WHAT THE EXERCISE ASKS => Report each line of the data that includes the word "properties".

DATASET EXCERPT =>
-.-.-
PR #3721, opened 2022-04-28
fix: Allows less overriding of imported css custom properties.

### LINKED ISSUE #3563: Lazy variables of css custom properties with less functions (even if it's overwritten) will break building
-.-.-
WORKED SOLUTION =>
fix: Allows less overriding of imported css custom properties.
### LINKED ISSUE #3563: Lazy variables of css custom properties with less functions (even if it's overwritten) will break building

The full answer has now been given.